++++ Data supplied ++++

PR #854, opened 2019-08-24
Make Note of Viable Option for Non-Experts Wanting to Install Windows Qubes

crazyqube:
Any novice computer user will struggle to implement the steps provided. Give them and people who don't have the time to do it manually a viable option.

@marmarek seems to approve:
https://github.com/crazyqube/qvm-create-windows-qube/stargazers

### DIFF
--- a/external/os-guides/windows/windows-vm.md
+++ b/external/os-guides/windows/windows-vm.md
@@ -85,6 +85,8 @@ Windows VM installation
 ### qvm-create-windows-qube ###
 
 An unofficial, third-party tool for automating this process is available [here](https://github.com/crazyqube/qvm-create-windows-qube).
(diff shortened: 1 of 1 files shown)


marmarek:
Generally good idea, to link there, but there should be a clear disclaimer the tool isn't reviewed nor controlled by Qubes OS project
@andrewdavidwong do you think the current "unofficial, third-party tool" is enough?

andrewdavidwong:
> Generally good idea, to link there, but there should be a clear disclaimer the tool isn't reviewed nor controlled by Qubes OS project
> @andrewdavidwong do you think the current "unofficial, third-party tool" is enough?

I've made it even more explicit now.

PR #862, opened 2019-09-05
--hvm not an option, use --property virt_mode=mvh

BlackMaria:
I may be mistaken, but I do not have an `--hvm` option on my `qvm-create`.

OT: I suggest we use qubes versions in he doc's url, most of the docs I follow have bugs just like this

### DIFF
--- a/external/os-guides/windows/windows-tools.md
+++ b/external/os-guides/windows/windows-tools.md
@@ -153,6 +153,6 @@ Then, periodically check for updates in the Template VM and the changes will be 
 Once the template has been created and installed it is easy to create AppVMs based on it:
 
 ~~~
-qvm-create --hvm <new windows appvm name> --template <name of template vm> --label <label color>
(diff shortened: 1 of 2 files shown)


BlackMaria:
As it turns out, if this isn't just a bug on my side, there are several things such as `--mem=4096` that are also wrong.  if you want me to fix those too before merging, let me know and I will `grep -rI` the repo for like.

andrewdavidwong:
> OT: I suggest we use qubes versions in he doc's url, most of the docs I follow have bugs just like this

https://www.qubes-os.org/doc/doc-guidelines/#version-specific-documentation

Nonetheless, I'm coming around to the idea of segregating the documentation by version, simply because so many people keep asking for it. (The complaint will then be that there is no documentation for the latest version, which will be true.)

marmarek:
Regardless of version-specific documentation, qvm-create could get aliases for more common options, like `--mem` or `--hvm`. There is for example `--label` as an alias for `--property label=` or `--standalone` as an alias for `--class StandaloneVM` already.

PR #868, opened 2019-09-21
uefi-troubleshooting.md copies instead of moves, use xen-*.efi instead

awokd:


marmarek:
Why exactly? `xen.efi` nor `xen.cfg` are not going to be used in `EFI/BOOT`, copying would only waste space in there.

awokd:
You're right, I misread that. I'll limit to just the `-*` change.

PR #877, opened 2019-10-17
adding x230

mfc:
I think we can add a couple more models here, right? dev team is using more than just x1.


marmarek:
FWIW here is the current full list of machines I use for testing: https://lists.xenproject.org/archives/html/xen-devel/2019-10/msg00971.html
Some more often some less. Indeed x1 and x230 gets most of attention.

mfc:
you want to add some of the others that you test with? Thinkpad W540, Thinkpad P52, Dell Latitude E6420, Librem 14 v1 (may be too complicated to include due to versioning)?

marmarek:
Not really, as I test there only individual components mostly. Especially for the two thinkpads "I test" does not mean "it works" - there are issues caused mostly by nvidia GPU.

PR #880, opened 2019-11-06
Append /var/spool/mail to binds variable ...

SvenSemmler:
... to make received email persist through reboots.

### DIFF
--- a/external/configuration-guides/fetchmail.md
+++ b/external/configuration-guides/fetchmail.md
@@ -90,4 +90,18 @@ for rc in /usr/local/etc/fetchmail/*.rc; do
 done
 ~~~
 
+Make sure the folder '/rw/config/qubes-bind-dirs.d' exists.
+
+~~~
+sudo mkdir -p /rw/config/qubes-bind-dirs.d
+~~~
+
+Create the file '/rw/config/qubes-bind-dirs.d/50_user.conf' with root rights.
+
+Now edit it to append the '/var/spool/mail/' directory to the binds variable.
+
+~~~
+binds+=( '/var/spool/mail' )
+~~~
+
 Now reboot your AppVM and you are done.


andrewdavidwong:
qubes-users thread for context:

https://groups.google.com/d/msgid/qubes-users/bf55f561-c2bb-44ed-9d3c-3875946df8d2%40www.fastmail.com

SvenSemmler:
Guys, hold off for a moment. I think I didn't do the .procmail step. I'll verify

SvenSemmler:
@andrewdavidwong I am pretty sure the fault was on my part, but to verify I have to repeat all the steps exactly as outlined in the doc with another VM (which I am planing to do anyway). However, I will be traveling the next two weeks without my Qubes laptop. So I think it is best you reject this change request and I verify after my return. In case a change to the documentation is really necessary, i will send a new change request. 
Alternatively you could leave this open and assigned to me until I give feedback. Whatever works better for you. Sorry about this, I should have been more thorough before submitting the change request.
/Sven

andrewdavidwong:
> @andrewdavidwong I am pretty sure the fault was on my part, but to verify I have to repeat all the steps exactly as outlined in the doc with another VM (which I am planing to do anyway). However, I will be traveling the next two weeks without my Qubes laptop. So I think it is best you reject this change request and I verify after my return. In case a change to the documentation is really necessary, i will send a new change request.
> Alternatively you could leave this open and assigned to me until I give feedback. Whatever works better for you. Sorry about this, I should have been more thorough before submitting the change request.
> /Sven

No problem! We can just leave it open for now. Thanks for letting us know. :slightly_smiling_face:

SvenSemmler:
Hi @andrewdavidwong we should go ahead with the pull request. Thank you for your patience. (There are more issues with the mutt, fetchmail and postfix pages when applied to the latest Fedora, but this pull request at the very least avoids data loss as in my case). I'll do more changes at a later time.

andrewdavidwong:
Sorry for the delay, @SvenSemmler.

PR #888, opened 2019-11-21
Add `qubes-usb-proxy` as requirement for sys-usb

imjustmatthew:
When using a minimal template based sys-usb, `qubes-usb-proxy` appears to be an actual requirement, otherwise USB devices fail to attach. I'm not sure if this is also a bug (i.e., package `qubes-input-proxy-sender` should depend on `qubes-usb-proxy`), but it's definitely a documentation issue. I will open a separate issue for the dependency to see if there's traction to change that, but I think the documentation update should happen regardless.


imjustmatthew:
Updated branch with further changes based on discussion with Marek on this issue: https://github.com/QubesOS/qubes-issues/issues/5476

PR #889, opened 2019-11-22
Additional step included in section 2. Get the Release Signing Key

frederikfaye:
This makes it explicit that the release key should be imported. This may be obvious to some, but as a first-time user of both QubesOS and gpg2, this caused quite a bit of frustration.


andrewdavidwong:
The command immediately before the one you added already is the command to import the key. It even says "Once you've downloaded your Release Signing Key, import it with GPG:"

andrewdavidwong:
Also, the command you added omits this important option: `--keyserver-options no-self-sigs-only,no-import-clean`

PR #892, opened 2019-11-24
Update installation-guide.md

TheodoreChu:
Latest versions of Rufus tool ask for "dd" image. It doesn't show on the menu as in the picture.


andrewdavidwong:
Would you be able to provide an updated screenshot?

TheodoreChu:
Here they are. One more related problem with the installation instructions regarding Rufus is the next sentence: "Warning: If you do that on Windows 10, you can only install Qubes without MediaTest, which isn’t recommended." There's no recommendation as to what to do instead of that (on Windows 10). 

Rufus-3 8 1580-screenshot
Rufus-3 8 1580-screenshot-write-dd-image-mode

PR #894, opened 2019-11-25
Update faq.md

TheodoreChu:
added details about whether we can install Qubes without VT-x and VT-d


marmarek:
Looks like duplicate of #985

PR #8360, opened 2024-10-19
Add a `uv remove` test where a dependency is repeated

zanieb:


j178:
Yes, I agree. I'll take on this.

PR #8364, opened 2024-10-19
Log netrc parsing error

### LINKED ISSUE #7685: An invalid netrc file does not produce a warning
I recently migrated one of our projects from poetry to uv, and one thing that made me stumble was a syntax error in my netrc file. Uv would just silently ignore the error and move on as if the netrc file did not exist, which made it a bit hard to figure out what was going on.

I think a better approach would be if the [`Netrc::new()`](https://github.com/astral-sh/uv/blob/84e5f6e871f344aa8b414c52bf95b22a992b382d/crates/uv-auth/src/middleware.rs#L33) call returns a _parsing error_, to log a warning about it before ignoring it, to let users know why the netrc file is being ignored.

j178:
## Summary

Resolves #7685

## Test Plan

```console
$ echo "this is an invalid netrc" > .netrc
$ NETRC=.netrc cargo run -- pip install anyio --index-url https://pypi-proxy.fly.dev/basic-auth/simple --strict -v
DEBUG uv 0.4.24 (f4d5fba61 2024-10-19)
DEBUG Searching for default Python interpreter in system path or `py` launcher
DEBUG Found `cpython-3.11.2-windows-x86_64-none` at `D:\Projects\Rust\uv\.venv\Scripts\python.exe` (virtual environment)
DEBUG Using Python 3.11.2 environment at .venv
DEBUG At least one requirement is not satisfied: anyio
DEBUG Solving with installed Python version: 3.11.2
DEBUG Solving with target Python version: >=3.11.2
DEBUG Adding direct dependency: anyio*
DEBUG No cache entry for: https://pypi-proxy.fly.dev/basic-auth/simple/anyio/
WARN Error reading netrc file: parsing error: bad toplevel token 'this' (line 1) in the file '.netrc'
DEBUG No compatible version found for: anyio
  ╰─▶ Because anyio was not found in the package registry and you require anyio, we can conclude that your
      requirements are unsatisfiable.

      hint: An index URL (https://pypi-proxy.fly.dev/basic-auth/simple) could not be queried due to a lack of valid
      authentication credentials (401 Unauthorized).
DEBUG Released lock at `D:\Projects\Rust\uv\.venv\.lock`
error: process didn't exit successfully: `target\debug\uv.exe pip install anyio --index-url https://pypi-proxy.fly.dev/basic-auth/simple --strict -v` (exit code: 1)

```

### DIFF
--- a/crates/uv-auth/src/middleware.rs
+++ b/crates/uv-auth/src/middleware.rs
@@ -1,4 +1,4 @@
-use std::sync::Arc;
+use std::sync::{Arc, LazyLock};
 
 use http::{Extensions, StatusCode};
 use url::Url;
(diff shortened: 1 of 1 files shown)


crates/uv-auth/src/middleware.rs
```diff
@@ -361,16 +372,39 @@ impl AuthMiddleware {
...
+                            .as_ref()
+                            .and_then(|credentials| credentials.username()),
+                    )
+                }
+                Err(netrc::Error::Io(err)) if err.kind() == std::io::ErrorKind::NotFound => {
+                    debug!("No netrc file found");
+                    None
+                }
+                Err(err) => {
+                    warn!("Error reading netrc file: {err}");
```
j178, line 402: Should we use `warn_user_once!` here instead?

crates/uv-auth/src/middleware.rs
```diff
@@ -12,14 +12,48 @@ use anyhow::{anyhow, format_err};
 use netrc::Netrc;
 use reqwest::{Request, Response};
 use reqwest_middleware::{Error, Middleware, Next};
-use tracing::{debug, trace};
+use tracing::{debug, trace, warn};
+
+/// Strategy for loading netrc files.
+enum NetrcMode {
+    Automatic(LazyLock<Option<Netrc>>),
```
j178, line 19: Should be LazyCell

charliermarsh (approved):

Issue #7454, opened 2024-09-17
✨ Allow patching third-party packages via new command `uv patch <pkg_name>`


jd-solanki:
Hi 👋🏻 

When working on node based project there's [pnpm](https://pnpm.io/) package manager that allows patching third-party packages installed in node_modules if we want to fix something for all the contributors of the project.

pnpm allows this via [patch](https://pnpm.io/cli/patch)

I came across similar situation where I want to patch the package "fastapi-users" until I get response on my PR/discussion. I noticed UV don't have such feature.

Thanks for the UV it's superfast 🚀

charliermarsh:
You _can_ patch third-party dependencies via `tool.uv.sources`. Like, you could clone anyio locally, and then add:

```
[tool.uv.sources]
anyio = { path = "/path/to/anyio" }
```

Assuming you make `anyio` a direct dependency. Is this different than the patch workflow?

jd-solanki:
Hi Charlie,

Glad to see you. Unfortunetly, this is not patch workflow. In our case with above solution everyone has to either go through steps you mentioned to start working on project or else we have to commit third-package along with source code with is really bad.

Assume I want to do minor fix in some unmaintained library but we don't prefer forking and making a seperate package just for that minor change. So, in pnpm we run `pnpm patch <that-lib>` and it'll copy that dep somewhere in temp location where we can edit the dependency however we want for example adding print in python or console.log in node. Once we are done with editing we run `pnpm patch-commit <temp-path-where-pnpm-gen-clone>` this generates patch (git diff) in our source code as you can see [here](https://youtu.be/0GjLqRGRbcY?t=118). Now, whenever someone clone our repo and run `pnpm install` these patch inside `patches` directory get applied to node_modules automatically for everyone without any additional steps.

Checkout this [pnpm video](https://www.youtube.com/watch?v=0GjLqRGRbcY)

---

Usecases:
- Making minor fixes in unmaintained libs
- Continue working on project as a team until lib author merges the PR or addes feature
- Tweak third party package without extra hassle of maintaining it

JonathanPlasse:
That is exactly what I am looking for to allow using [fake-bpy-module](https://github.com/nutti/fake-bpy-module) with custom property for add-on development.

Avasam:
Here's some prior art in the npm ecosystem, that package has saved my ass too many times (also allowed us to enforce better type safety by patching unsafe types directly in the source ;) ): https://www.npmjs.com/package/patch-package

[...]

PR #8366, opened 2024-10-19
Only remove a source from `[tool.uv.sources]` if it is no long being referenced

### LINKED ISSUE #8361: Only remove `[tool.uv.sources]` during `uv remove` when no longer relevant
e.g., as demonstrated by https://github.com/astral-sh/uv/pull/8360 we remove the sources entry on the first `uv remove` call even though the dependency is still required in the `optional-dependencies` and `dev-dependency` sections.

j178:
## Summary

Resolves #8361

### DIFF
--- a/crates/uv-workspace/src/pyproject_mut.rs
+++ b/crates/uv-workspace/src/pyproject_mut.rs
@@ -525,6 +525,11 @@ impl PyProjectTomlMut {
 
     /// Remove a matching source from `tool.uv.sources`, if it exists.
     fn remove_source(&mut self, name: &PackageName) -> Result<(), Error> {
+        // If the dependency is still in use, don't remove the source.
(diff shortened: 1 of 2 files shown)


zanieb:
I finally got #8360 past the flaky CI which should cover this case.

zanieb (approved):

zanieb:
Thanks again!

zanieb:
Awkwardly, sources can be defined for transitive dependencies so we might need to check that it's not present in the resolution?

https://github.com/astral-sh/uv/issues/7454#issuecomment-2355710565

Relatively niche, but someone will notice eventually.

cc @charliermarsh

charliermarsh:
I believe sources are only respected for dependencies defined in the workspace, not arbitrary transitive dependencies.

PR #8369, opened 2024-10-19
Add `uv pip show --files`

### LINKED ISSUE #8357: uv pip show missing --files option
Hi!

In order to package lambdas, we currently use `pip show -f [dependency]`.
https://pip.pypa.io/en/stable/cli/pip_show/

Unfortunately, as far as I can tell, this option, which shows the full list of installed files for the given package, isn't supported with `uv pip show`: https://docs.astral.sh/uv/reference/cli/#uv-pip-show

I'm happy if you have a good workaround!
Otherwise, it would be great for this option to be supported.

We basically zip all those files for each dependencies, and push that zip to use in lambda.
I have written a small code that extracts the location from `uv pip show`, and filters the output of a find command, though some packages come as a file instead of a dict (like `six`), and some other aren't installed under their dependency name (`PyJWT` -> `jwt`, `python-dateutil` -> `dateutil`). So it's not very nice haha!

Thanks!

j178:
## Summary

Resolves #8357

### DIFF
--- a/crates/uv-cli/src/lib.rs
+++ b/crates/uv-cli/src/lib.rs
@@ -2005,6 +2005,10 @@ pub struct PipShowArgs {
     #[arg(long, overrides_with("strict"), hide = true)]
     pub no_strict: bool,
 
+    /// Show the full list of installed files for each package.
+    #[arg(short, long)]
+    pub files: bool,
+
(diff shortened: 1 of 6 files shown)


charliermarsh (approved):
Thanks!

Issue #8343, opened 2024-10-18
uv does not respect position of comments in `pyproject.toml`


notatallshaw:
uv 0.4.24

Maybe this is already reported but I couldn't find it.

**Steps to reproduce:**

1, `uv init temp`
2. `cd temp`
3. `uv add requests`
4. `uv add whenever~=0.6.9`
5. Edit `project.dependencies` in `pyproject.toml` from:
```toml
dependencies = [
    "requests>=2.32.3",
    "whenever~=0.6.9",
]
```

To:
```toml
dependencies = [
    "requests>=2.32.3", # Should not expect to be updated frequently
    "whenever~=0.6.9", # Pinned to 0.6 due to API not yet being stable
]
```

6. `uv add uv zope`
7. Check `project.dependencies` in `pyproject.toml`:

**Actual output:**

```toml
dependencies = [
    "requests>=2.32.3",
    "uv>=0.4.24",
    # Should not expect to be updated frequently
    "whenever~=0.6.9",
    "zope>=5.11",
     # Pinned to 0.6 due to API not yet being stable
]
```

**Expected output:**

```toml
dependencies = [
    "requests>=2.32.3", # Should not expect to be updated frequently
    "uv>=0.4.24",
    "whenever~=0.6.9", # Pinned to 0.6 due to API not yet being stable
    "zope>=5.11", 
]
```

**Context:**

I often leave comments in my `pyproject.toml` to explain why a particular dependency is pinned or given an upper bound.

I appreciate that comments are a hard problem when reading and writing toml, and there will always be edge cases where the user needs to manually update them (e.g. a requirement is removed), but I don't think this example is an edge case.

charliermarsh:
I suppose that's a legitimate bug though end-of-line comments are my mortal enemy and I don't know if I can work up the courage to fix it myself :)

flyaroundme:
Tricky one. The fun thing is that the "current dependency line comment" in this case is becoming a next dependency `prefix`, so in case it is the comment on the last line it is becoming part of `trailing`.
I am digging into it so feel free to assign on me, but can send the fix more to the end of the weekend, so I'm totally fine if somebody solves it beforehand

PR #8384, opened 2024-10-20
Fix to respect comments positioning in pyproject.toml on change

flyaroundme:
## Summary

This PR is is to address the problem when the same-line comments in `pyproject.toml` could be found in unpredictable positions after `uv add` or `remove` reformats the `pyproject.toml` file.

Introduced the `Comment` structure in `pyproject_mut` module to distinguish "same-line" comments and "full-line" comments while reformatting, because logic for them differs.
Sorry, the implementation could be clumsy, I'm just learning Rust, but it seems to work 😅

Closes https://github.com/astral-sh/uv/issues/8343

## Test Plan

Added the new test: `add_preserves_comments_indentation_and_sameline_comments`

To test followed the actions from the issue ticket https://github.com/astral-sh/uv/issues/8343

### DIFF
--- a/crates/uv-workspace/src/pyproject_mut.rs
+++ b/crates/uv-workspace/src/pyproject_mut.rs
@@ -49,6 +49,18 @@ pub enum ArrayEdit {
     Add(usize),
 }
 
+#[derive(Debug, Copy, Clone, PartialEq, Eq)]
+enum CommentType {
+    FullLine,
+    SameLine,
+}
+
+#[derive(Debug, Clone)]
+struct Comment {
+    text: String,
+    comment_type: CommentType,
+}
+
 impl ArrayEdit {
     pub fn index(&self) -> usize {
         match self {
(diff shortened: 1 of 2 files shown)


charliermarsh (approved):
Thanks -- I think this is an improvement!

crates/uv-workspace/src/pyproject_mut.rs
```diff
@@ -49,6 +49,20 @@ pub enum ArrayEdit {
     Add(usize),
 }
 
+#[derive(Debug, Copy, Clone, PartialEq, Eq)]
+enum CommentType {
+    /// A comment that appears on its own line.
+    OwnLine,
+    /// A comment that appears at the end of a line.
+    EndOfLine,
```
charliermarsh, line 57: I just renamed these to match terminology we use in the Ruff formatter.

crates/uv/tests/it/edit.rs
```diff
@@ -6269,3 +6269,137 @@ fn add_self() -> Result<()> {
...
+        filters => context.filters(),
+    }, {
+        assert_snapshot!(
+            pyproject_toml, @r###"
+        [project]
+        name = "project"
+        version = "0.1.0"
+        requires-python = ">=3.12"
+        dependencies = [ # comment 0
+         # comment 1
```
charliermarsh, line 6392: Small follow-up PR for this (the behavior is unrelated to this change): https://github.com/astral-sh/uv/pull/8387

++++

What the exercise asks: Pull every line holding "specific" out of the records.

Answer space:
https://www.qubes-os.org/doc/doc-guidelines/#version-specific-documentation
Regardless of version-specific documentation, qvm-create could get aliases for more common options, like `--mem` or `--hvm`. There is for example `--label` as an alias for `--property label=` or `--standalone` as an alias for `--class StandaloneVM` already.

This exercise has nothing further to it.